— TO DO —
Filter this material down to the lines that hold "same", copying each one.

— DATA SECTION —
PR #184, opened 2024-02-22
Migrate project to TypeScript build. Post 'signal record' on UTXO partitions.

YordanPavlov:
In this PR:
* Migrate build to TypeScript. Only some of the files are actually changed from .js to .ts. The transition would be an iterative work. However the build is in place now.
* Configurable addition of a 'signal record' to the partitions who does not receive a payload. This is useful to instruct downstream consumers that an event has taken place. Rationale is here: https://www.notion.so/santiment/Reduce-lag-on-UTXO-balances-Flink-job-3fee024bc57d42aeb380c80385bb3871

What changes in the project structure:
* `/src` directory is now where the source Typescript files live
* `/built` directory is where the compiled JS files live

I suggest the migration to happen gradually, whenever we need to edit some JS file, we would also transfer it to TS.


bin/run_cardano.sh
```diff
@@ -1,5 +1,5 @@
 #! /bin/sh
 set -e
 
-BLOCKCHAIN=cardano docker-compose -f docker/docker-compose.yaml up --build
-docker-compose -f docker/docker-compose.yaml rm -f
+BLOCKCHAIN=cardano docker compose -f docker/docker-compose.yaml up --build
```
YordanPavlov, line 4: In new versions of docker compose `docker-compose` changes to `docker compose`.

copy-assets.js
```diff
@@ -0,0 +1,18 @@
+const fs = require('fs-extra');
```
YordanPavlov, line 1: Use this script to copy .csv and .json files from the `./src` directory to the TS built directory `./built`. This is needed because those files would be left behind from the TS compilation.

docker/Dockerfile
```diff
@@ -14,10 +14,15 @@ RUN apt-get update; \
...
 WORKDIR /opt
 
-COPY package.json package-lock.json* ./
+COPY package.json package-lock.json* tsconfig.json copy-assets.js ./
+COPY src ./src
 
-RUN npm ci --${NODE_ENV}
-RUN npm cache clean --force
+RUN if [ "$BUILD_ENV" = "production" ]; \
+    then npm ci && npm prune --production; \
```
YordanPavlov, line 21: What we used before: `npm ci --${NODE_ENV}` has actually been wrong, and the env was ignored.

src/blockchains/utxo/utxo_worker.ts
```diff
@@ -1,16 +1,28 @@
 'use strict';
-const { logger } = require('../../lib/logger');
-const { constructRPCClient } = require('../../lib/http_client');
-const BaseWorker = require('../../lib/worker_base');
+import jayson from 'jayson/promise';
```
YordanPavlov, line 2: One of the file files actually migrated to TS

src/lib/kafka_storage.ts
```diff
@@ -287,29 +306,41 @@ class Exporter {
...
+      this.producer.flush(KAFKA_FLUSH_TIMEOUT, (err: LibrdKafkaError) => {
         if (err) return reject(err);
-        resolve(result);
+        resolve();
       })
     );
   }
 
-  async sendDataWithKey(events, keyField) {
+  async sendDataWithKey(events, keyField, signalRecordData = null) {
```
YordanPavlov: There is the new logic in this PR. New argument here, to be sent to the partitions which do not get a payload.

tsconfig.json
```diff
@@ -0,0 +1,18 @@
+{
+  "compilerOptions": {
+    "outDir": "./built",
+    "allowJs": true,
+    "target": "es6",
+    "moduleResolution": "node16",
+    "allowSyntheticDefaultImports": true,
+    "sourceMap": true,
+    "esModuleInterop": true,
+    "module": "node16", // Imporant. No other value really works for us. 'commonjs' does not play well with dynamic import(). 'esnext' pretty much require to migrate everything
```
YordanPavlov, line 10: I was about to give up on the whole migration and then found this module setting. The two most common ones used are 'esnext' and 'commonjs'. Using the former pretty much requires you to migrate everything to `.ts` files and the project to ESM, which would have turned the PR into a massive undertaking. Using the latter does not work because we depend on ESM only packages (p-queue and p-retry) and they don't work in this setup.

copy_assets.sh
```diff
@@ -0,0 +1,43 @@
+#!/bin/bash
+
+# Define source and destination directories
+srcDir="src"
+destDir="built"
+
+# Function to copy .csv and .json files
+copyFiltered() {
```
YordanPavlov, line 8: This files moves some files which we need runtime from the `src` directory to the `built` directory. Those are `*.csv` and `*.json` files which the Typescript compiler would ignore.

src/blockchains/utxo/utxo_worker.ts
```diff
@@ -26,9 +38,10 @@ class UtxoWorker extends BaseWorker {
     });
   }
 
-  async init() {
+  async init(exporter: Exporter) {
     const blockchainInfo = await this.sendRequestWithRetry('getblockchaininfo', []);
     this.lastConfirmedBlock = blockchainInfo.blocks - this.CONFIRMATIONS;
+    await exporter.initPartitioner((event) => event['height']);
```
YordanPavlov, line 44: We are utilizing the partitioner logic for the UTXO blockchain. Records would be distributed per partition depending on block number. This should give us even distribution and also determinism where each record goes.

src/lib/kafka_storage.ts
```diff
@@ -1,59 +1,59 @@
...
+const ZOOKEEPER_SESSION_TIMEOUT: number = parseInt(process.env.ZOOKEEPER_SESSION_TIMEOUT || '30000');
+
+const FORMAT_HEADER: string = 'format=json;';
+const RDKAFKA_DEBUG: string | null = process.env.RDKAFKA_DEBUG || null;
+const KAFKA_URL: string = process.env.KAFKA_URL || 'localhost:9092';
+const KAFKA_COMPRESSION_CODEC: string = process.env.KAFKA_COMPRESSION_CODEC || 'lz4';
+const KAFKA_FLUSH_TIMEOUT: number = parseInt(process.env.KAFKA_FLUSH_TIMEOUT || '10000');
+const BUFFERING_MAX_MESSAGES: number = parseInt(process.env.BUFFERING_MAX_MESSAGES || '150000');
+const TRANSACTIONS_TIMEOUT_MS: number = parseInt(process.env.TRANSACTIONS_TIMEOUT_MS || '60000');
+const KAFKA_MESSAGE_MAX_BYTES: number = parseInt(process.env.KAFKA_MESSAGE_MAX_BYTES || '10485760');
```
WonderBeat, line 20: I'm not sure that explicit type definitions are required here if this type is private (you don't export it)

package.json
```diff
@@ -4,10 +4,12 @@
   "description": "Exporter of all transfer events for a blockchain",
   "main": "index.js",
   "scripts": {
-    "test": "TEST_ENV=1 BLOCKCHAIN=eth CONTRACT_MAPPING_FILE_PATH=test/erc20/contract_mapping/contract_mapping.json LOG_LEVEL=error CONTRACT_MODE=extract_exact_overwrite mocha --recursive --reporter spec",
+    "test": "TEST_ENV=1 BLOCKCHAIN=eth CONTRACT_MAPPING_FILE_PATH=test/erc20/contract_mapping/contract_mapping.json LOG_LEVEL=error CONTRACT_MODE=extract_exact_overwrite mocha --require source-map-support/register --recursive --reporter spec ./built/test/**/*.js",
```
WonderBeat, line 7: we have tests and app compilation result in the same `built` dir and probably add all tests to the docker distribution which is extra payload

copy_assets.sh
```diff
@@ -0,0 +1,43 @@
+#!/bin/bash
+
```
WonderBeat, line 2: `set -eo pipefail` to fail fast

copy_assets.sh
```diff
@@ -0,0 +1,43 @@
...
+  local srcDir="$1"
+  local destDir="$2"
+
+  # Create destination directory if it does not exist
+  mkdir -p "$destDir"
+
+  # Read all files and directories within current directory
+  local filesAndDirs=("$srcDir"/*)
+
+  for path in "${filesAndDirs[@]}"; do
```
WonderBeat, line 18: I guess this can this be replaced by `find ... -exec ...` with less lines of code and improved readability?

docker/Dockerfile
WonderBeat: I believe `prod` and `non prod` build should be the same except that in prod build we push image to the remote repo. This shenanigans make build complex and me sad

tsconfig.json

— REPLY —
WonderBeat, line 7: we have tests and app compilation result in the same `built` dir and probably add all tests to the docker distribution which is extra payload
WonderBeat: I believe `prod` and `non prod` build should be the same except that in prod build we push image to the remote repo. This shenanigans make build complex and me sad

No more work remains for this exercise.